Ill, Exhausted, and Can't Keep up with difficult child

Stress Bunny

Active Member
Hello everyone,

I've visited this site on numerous occasions, but this is the first time I've posted in a long time. I've been sick with a horrible flu for the past week, I work full-time, and I have two difficult children.

My youngest ADHD/ODD difficult child (6yo boy) wanted his neighbor friend to come over today, and I agreed. I am still quite exhausted from the flu, but I thought I could handle it if he had a friend over for a little while. In the meantime, my husband and 14yo difficult child went to a funeral.

Anyway, it ended up being a disaster, as my youngest decided to play dump trucks in the mud in the back yard with his friend. They had changed activities SO many times before they even went outside, as difficult child's ADHD is in full gear today. As the snow is melting, and we have only topsoil beneath, it waws a huge mess. We just built our home last fall, and there is no grass planted yet. So, to make a long story short, I ended up having to clean a dozen large dump trucks, all of difficult child's clothing, and many mud pies out of the garage and back hallway. It took me nearly 2 hours to clean up a mess he made in 15 minutes. I didn't realize the mess they were making right away, and the neighbor boy probably went home all dirty too. So, now I wonder if he'll be allowed to come over any more. It's so hard for difficult child to behave enough to keep friends, and I just feel so guilty that I'm apparently not keeping up with him well enough.

I'm so tired and overwhelmed all the time.

Does anyone else feel this way?

Laurene
 
Laurene,

Yes, my dear. I would bet we ALL feel this way.

There are days when I am counting the minutes until bedtime, because I just don't know how much longer I can take it. Some days are worse than others. It's been said that our kids experience spring fever with reinforcements, and I believe it. I've noticed a lot of "difficult child-ness" complaints on the board in the past week or so.

Welcome back to the board.
 

meowbunny

New Member
You're recovering from the flu. Feeling down and tired goes with the territory. Give yourself a break. Personally, it sounds like you're being a great mom. You didn't feel well and still let another little boy visit.

Boys love mud, even when it's cold outside. Hopefully, the other mom will understand that. You might want to call and explain the boys got into the mud before you even knew it was happening.
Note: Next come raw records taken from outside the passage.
PR #998, opened 2026-03-12
xbuild: use packit as a library

00xc:
~As of right now, we have a git submodule with the packit utility because we use it as a regular binary from xbuild. Now that packit has a higher level to copy files into an archive, simply use it as a library instead. This removes the need for the git submodule, as the dependency can now be specified in Cargo.toml.~

*NOTE: kept the submodule, as discussed in the SVSM community call.*

As of right now, we build packit as a binary from xbuild in order to create the filesystem image to be embedded into the IGVM file. However, a recent change in packit simplifies using it as a Rust library, so use it as such to better integrate it into the codebase.

This unfortunately introduces issues with workspace-level feature unification, causing in some cases for packit to be linked with the combination of all of its features used in the workspace, which includes the "std" feature that xbuild needs, causing issues for the SVSM kernel. For now the only workaround in cargo is to use the `--package` option and adding `--exclude svsm` when using `--workspace`.

On the other hand, this lets us better specify that `SVSM_ARGS_TEST` in the Makefile should only be passed to the SVSM kernel target, and not the rest.

While we are at it, use workspace-level dependencies for xbuild.

### DIFF
--- a/Makefile
+++ b/Makefile
@@ -116,11 +116,14 @@ bin/coconut-test-vanadium.igvm:
 	cargo xbuild $(XBUILD_ARGS_TEST) ./configs/test/vanadium-test-target.json
 
 test:
-	cargo test ${CARGO_ARGS} ${SVSM_ARGS_TEST} --workspace
+	cargo test ${CARGO_ARGS} ${SVSM_ARGS_TEST} --package svsm
+	cargo test ${CARGO_ARGS} --workspace --exclude svsm
 
 miri:
 	MIRIFLAGS=-Zmiri-permissive-provenance \
-		cargo +nightly miri test ${CARGO_ARGS} ${SVSM_ARGS_TEST} --workspace
+		cargo +nightly miri test ${CARGO_ARGS} ${SVSM_ARGS_TEST} --package svsm
+	MIRIFLAGS=-Zmiri-permissive-provenance \
+		cargo +nightly miri test ${CARGO_ARGS} --workspace --exclude svsm
 
 test-igvm: $(IGVM_TEST_FILES)
 
@@ -176,7 +179,8 @@ clippy:
 	RUSTFLAGS="--cfg fuzzing" ${CARGO} clippy ${CLIPPY_OPTIONS} --package svsm-fuzz -- ${CLIPPY_ARGS}
 	${CARGO} clippy ${CLIPPY_OPTIONS} --package svsm --target x86_64-unknown-none -- ${CLIPPY_ARGS}
 	${CARGO} clippy ${CLIPPY_OPTIONS} --package stage1 --target x86_64-unknown-none -- ${CLIPPY_ARGS} ${STAGE1_RUSTC_ARGS}
-	${CARGO} clippy ${CLIPPY_OPTIONS} --workspace --tests --exclude packit -- ${CLIPPY_ARGS}
+	${CARGO} clippy ${CLIPPY_OPTIONS} --workspace --tests --exclude svsm -- ${CLIPPY_ARGS}
+	${CARGO} clippy ${CLIPPY_OPTIONS} --package svsm ${SVSM_ARGS_TEST} --tests -- ${CLIPPY_ARGS}
 
 clean:
 	cargo clean
--- a/libtcgtpm/Makefile
+++ b/libtcgtpm/Makefile
@@ -6,6 +6,9 @@ OPENSSL_CONFIG_TYPE = --debug
 TCGTPM_CFLAGS = -g -O0 -DDEBUG=YES
 endif
 
+# Allow user to not link in libcrt
+USE_LIBCRT ?= 1
+
 ROOT_DIR := $(dir $(abspath $(lastword $(MAKEFILE_LIST))))
 DEPS_DIR := $(ROOT_DIR)/deps
 OUT_DIR ?= $(ROOT_DIR)
@@ -31,7 +34,11 @@ LIBCRT_BUILD_DIR = $(OUT_DIR)/libcrt-build
 OPENSSL_BUILD_DIR = $(OUT_DIR)/openssl-build
 TCGTPM_BUILD_DIR = $(OUT_DIR)/tcgtpm-build
 
+ifeq ($(USE_LIBCRT),1)
 LIBCRT = $(LIBCRT_BUILD_DIR)/libcrt.a
+else
+LIBCRT =
+endif
 LIBCRYPTO = $(OPENSSL_BUILD_DIR)/libcrypto.a
 
 LIBTPM_TARGET = Tpm_CoreLib
@@ -50,6 +57,17 @@ OPENSSL_MAKEFILE = $(OPENSSL_BUILD_DIR)/Makefile
 TCGTPM_MAKEFILE = $(TCGTPM_BUILD_DIR)/Makefile
 
 LIBS = $(LIBCRT) $(LIBCRYPTO) $(LIBBNMATH) $(LIBTPMBIGNUM) $(LIBTPM) $(LIBPLATFORM)
+
+ifeq ($(USE_LIBCRT),1)
+LIBCRT_INCLUDE = -I$(LIBCRT_SRC_DIR)/include
+LIBCRT_LINK = -Wl,rpath=$(LIBCRT_BUILD_DIR) -lcrt
+TCGTPM_CFLAGS += -static -nostdinc -fno-stack-protector -mno-sse -mno-red-zone
+OPENSSL_CFLAGS = -static -nostdinc -nostdlib -fno-stack-protector -mno-red-zone
+else
+LIBCRT_INCLUDE =
+LIBCRT_LINK =
+OPENSSL_CFLAGS =
+endif
 
 # Avoid running jobs of this Makefile in parallel to avoid possible conflicts
 # when building the TPM libraries, which use the same Makefile and subdirectory.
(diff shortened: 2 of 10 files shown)


msft-jlange:
We had a discussion among the TSC today about how to decide when it is preferable to use git submodules and when it is preferable to use github commit references in `Cargo.toml`.  The tradeoff between the two approaches comes down to the process that will be required when changes need to be made.  When modifications to a project require extensive changes to the SVSM code base - either because the project and the SVSM code are interdependent, or because the project's level of maturity is such that future changes are likely to be extensive - there is a strong advantage to keeping the project bound into the SVSM code base as a submodule.

Consider a case where changes to a separate project need to be made but cannot be made without making corresponding changes to SVSM because the SVSM changes are the only way to validate the changes being made to the separate project.  There is no way to submit a PR to the separate project without first testing it in SVSM, so there must be a way to test local changes by consuming the project in an SVSM build.  This requires not only enlisting in the project locally (which is easy) but also modifying the SVSM `Cargo.toml` to point at the local enlistment instead of github.  Then the SVSM changes will have to be developed on top of that, and there is a high probability that those changes will end up forming the basis for a future SVSM PR that consumes the updates to the project.  Naturally, that PR must exclude the local `Cargo.toml` change or else the build will break.  While this can certainly be accomplished as part of a development workflow, it requires manual steps that can easily be overlooked or performed incorrectly.

Contrast this with a git submodule, where the location of the separate project's source code is at a consistent location in all clones of the SVSM.  Development on both sides can be performed in place without requiring any customization of the local environment.  When development is complete and the PRs are ready to submit, the PR to the separate project can be submitted first, and once it has merged, the PR to the SVSM project can be submitted without further modification, since it will embed the correct commit hash for the submodule, and all other clones will be able to pick up the correct version.

The downside to the git submodule is that all SVSM clones must also embed a clone of the separate project, but when significant future development can be anticipated for the reasons stated above (maturity and/or interdependence), downside is outweighed by the more robust development process.

The view here is that the packit project is highly interdependent because its semantics must match the filesystem semantics of the SVSM kernel, and that future expansion of user-mode functionality is likely to require significant changes to those filesystem semantics - meaning that the packit project is also not sufficiently mature.  For these reasons, packit sources should remain tightly integrated in the form of a submodule.

There is an argument to be made that packit should not be a separate repo but should just be part of the SVSM repo, at least until the point that it has stabilized to the point that it can be spun out of the SVSM repo - and perhaps that should have been the approach from the beginning.  Either way, maintaining it as a project that is integrated directly via a github commit hash is the least desirable option.  If packit ever does reach a level of maturity and stability that it it makes the most sense to maintain it as a separate project, then it should be referenced as a github commit, but it's not there yet.

Makefile
```diff
@@ -116,11 +116,14 @@ bin/coconut-test-vanadium.igvm:
 	cargo xbuild $(XBUILD_ARGS_TEST) ./configs/test/vanadium-test-target.json
 
 test:
-	cargo test ${CARGO_ARGS} ${SVSM_ARGS_TEST} --workspace
+	cargo test ${CARGO_ARGS} ${SVSM_ARGS_TEST} --package svsm
+	cargo test ${CARGO_ARGS} --workspace --exclude svsm
```
stefano-garzarella, line 120: With this change, if I clean everything and run `make test` I have the same issue of the CI:

```
git clean -xfd
git submodule foreach --recursive git clean -xfd
git submodule sync
git submodule update
make test
...
   Doc-tests svsm

running 1 test
test kernel/src/mm/pagebox.rs - mm::pagebox::PageBox (line 38) - compile fail ... ok

test result: ok. 1 passed; 0 failed; 0 ignored; 0 measured; 0 filtered out; finished in 0.05s

error: doctest failed, to rerun pass `-p svsm --doc`
make: *** [Makefile:119: test] Error 101
```

The strange thing is that if I swap the steps, everything is working, so not sure if it is something related to dependencies that `--workspace` build for docs.
I mean the following changes works, but I'd like to understand first why (maybe tomorrow):
```diff
diff --git a/Makefile b/Makefile
index 58832ee1..f6af6ddf 100644
--- a/Makefile
+++ b/Makefile
@@ -116,8 +116,8 @@ bin/coconut-test-vanadium.igvm:
        cargo xbuild $(XBUILD_ARGS_TEST) ./configs/test/vanadium-test-target.json
 
 test:
-       cargo test ${CARGO_ARGS} ${SVSM_ARGS_TEST} --package svsm
        cargo test ${CARGO_ARGS} --workspace --exclude svsm
+       cargo test ${CARGO_ARGS} ${SVSM_ARGS_TEST} --package svsm
 
 miri:
        MIRIFLAGS=-Zmiri-permissive-provenance \
```

libtcgtpm/deps/openssl_svsm.conf
```diff
@@ -18,7 +18,7 @@ my %targets = (
                                           # exception 6 (invalid opcode) usually in:
                                           # vtpm_init()->libtpm:manufacture()->libcrypto:BN_CTX_new()
                                           release => "-O0"),
-                                   "-fPIE -m64 -nostdinc -nostdlib -static -fno-stack-protector -mno-red-zone")),
```
stefano-garzarella, line 21: Why this is needed?

Maybe we should cover it in the commit description.
e.g. `-mno-red-zone` was to fix https://github.com/coconut-svsm/svsm/issues/404

stefano-garzarella: Ah, ok, they are moved in the makefile.

libtcgtpm/Makefile
```diff
@@ -51,6 +58,16 @@ TCGTPM_MAKEFILE = $(TCGTPM_BUILD_DIR)/Makefile
 
 LIBS = $(LIBCRT) $(LIBCRYPTO) $(LIBBNMATH) $(LIBTPMBIGNUM) $(LIBTPM) $(LIBPLATFORM)
 
+ifeq ($(USE_LIBCRT),1)
+LIBCRT_INCLUDE = -I$(LIBCRT_SRC_DIR)/include
+LIBCRT_LINK = -Wl,rpath=$(LIBCRT_BUILD_DIR) -lcrt
+TCGTPM_CFLAGS += -static -nostdinc -fno-stack-protector -mno-sse -mno-red-zone
+OPENSSL_CFLAGS = -static -nostdinc -nostdlib -fno-stack-protector -mno-red-zone
+else
+LIBCRT_INCLUDE =
```
stefano-garzarella, line 67: Should we define an empty `OPENSSL_CFLAGS` here, or avoid defining all of them, I think it can also work. In any case I'd try to be consistent.

xbuild/src/fs.rs
```diff
@@ -57,19 +58,12 @@ impl FsConfig {
             }
             dst.push(dst_file);
             comp.config.objcopy.copy(&bin, &dst, args)?;
+
+            let filename = dst_file.to_str().expect("invalid file name");
```
stefano-garzarella: Why panic here instead of propagating the error?

Makefile
```diff
@@ -116,11 +116,14 @@ bin/coconut-test-vanadium.igvm:
...
 
 miri:
 	MIRIFLAGS=-Zmiri-permissive-provenance \
-		cargo +nightly miri test ${CARGO_ARGS} ${SVSM_ARGS_TEST} --workspace
+		cargo +nightly miri test ${CARGO_ARGS} ${SVSM_ARGS_TEST} --package svsm
+	MIRIFLAGS=-Zmiri-permissive-provenance \
+		cargo +nightly miri test ${CARGO_ARGS} --workspace
```
stefano-garzarella: Should we exclude `svsm` here?

stefano-garzarella (commented):
I left some comments, but overall LGTM!

Makefile
stefano-garzarella: Yep, I just tried inverting the steps (because otherwise it will take too long) and it's failing:
```
$ make miri   
MIRIFLAGS=-Zmiri-permissive-provenance \
	cargo +nightly miri test  --workspace
error[E0204]: the trait `core::marker::Copy` cannot be implemented for this type
  --> kernel/src/fs/api.rs:23:10
   |
23 | #[derive(Copy, Clone, Debug, Default)]
   |          ^^^^
...
37 |     PackIt(PackItError),
   |            ----------- this field does not implement `core::marker::Copy`

error[E0277]: the trait bound `packit::PackItError: core::clone::Clone` is not satisfied
   --> kernel/src/fs/api.rs:37:12
    |
 23 | #[derive(Copy, Clone, Debug, Default)]
    |                ----- in this derive macro expansion
...
 37 |     PackIt(PackItError),
    |            ^^^^^^^^^^^ the trait `core::clone::Clone` is not implemented for `packit::PackItError`
    |
note: required by a bound in `core::clone::AssertParamIsClone`
   --> /home/stefano/.rustup/toolchains/nightly-x86_64-unknown-linux-gnu/lib/rustlib/src/rust/library/core/src/clone.rs:357:34
    |
357 | pub struct AssertParamIsClone<T: Clone + PointeeSized> {
    |                                  ^^^^^ required by this bound in `AssertParamIsClone`

Some errors have detailed explanations: E0204, E0277.
For more information about an error, try `rustc --explain E0204`.
error: could not compile `svsm` (lib) due to 2 previous errors
make: *** [Makefile:123: miri] Error 101
```

libtcgtpm/deps/openssl_svsm.conf
00xc: Yes, exactly, these flags do not make sense if we are building for userspace.

stefano-garzarella (approved):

It happens.

(((((hugs)))))
 

Marguerite

Active Member
OK, they made a mess, but it is what little boys often do. One good thing - at least it wasn't planted flower beds they were messing up. Your garden will still be a fresh slate to draw on when the snow melts enough for you to get some landscaping done.

For future reference - try to have an area for him to make mess in, and segregate it from 'clean' places (if you can) and provide clean-up gear on the boundary. If you can, teach him that yes, excavating is a dirty job, but all good workmen clean up when they're done, so the place looks just as good as before they began their job. So a plumber cleans up any spills and old bits of pipe; an electrician picks up any loose wiring and repairs any holes he had to make to install stuff; a carpenter sweeps up the wood shavings and any dropped nails. It is part of the job, and a householder is entitled to call them back to clean up, or instead ask for a discount on the bill so they can pay someone else to clean the mess.

If he and his friend want to play at excavating, then they need to know that a REAL project manager would make sure that everything was left safe and tidy when the job was over, otherwise he could find himself out of work with his equipment confiscated and licence revoked.

Just a thought - hope it works.

Marg
 

BusynMember

Well-Known Member
Hi there :) I noticed your boys are adopted. I adopted four kids. Were any of your boys exposed to drugs in utero? Are you satisfied with the diagnosis? Do you know anything about their genetic history? I have one child we adopted out of foster care who was exposed to drugs in utero. His first diagnosis. was ADHD/ODD, but it wasn't his last one.
 

Stress Bunny

Active Member
Thanks everyone for listening. I know the mud thing doesn't sound like a big deal, and I guess it really isn't. I'm just so tired all the time chasing after difficult children. I believe both of our difficult children were exposed to nicotene in utero, but nothing else. I am satisfied with their diagnoses. Their ADHD and lack of self control, combined with the defiance is a lot to take. It's too bad they both have these conditions, as it takes its toll on everyone. In fact, grandmas, grandpas, aunts, and uncles avoid spending time with them unless hubby and I are there to monitor everything, as the boys are looked upon as too difficult to handle. We don't have a babysitter, we aren't able to go to church, shopping centers, movies, or restaurants as a family. We don't go on vacations, and we don't invite people over very often. It just usually ends in disaster anyway. So, I've come to accept that this is our life, and it will be for years to come. It's a hard road, but the boys aren't PCs, and it's unreasonable to expect that they should be. I love them so much, I just need a break sometimes, and there is never any relief or rest. This is especially glaring this week, since I've been sick. I guess I harbor some resentment, as I find myself so upset when a coworker asks what our family will be doing for fun on the weekend or something, and all I can think of in my mind is, "Survive!"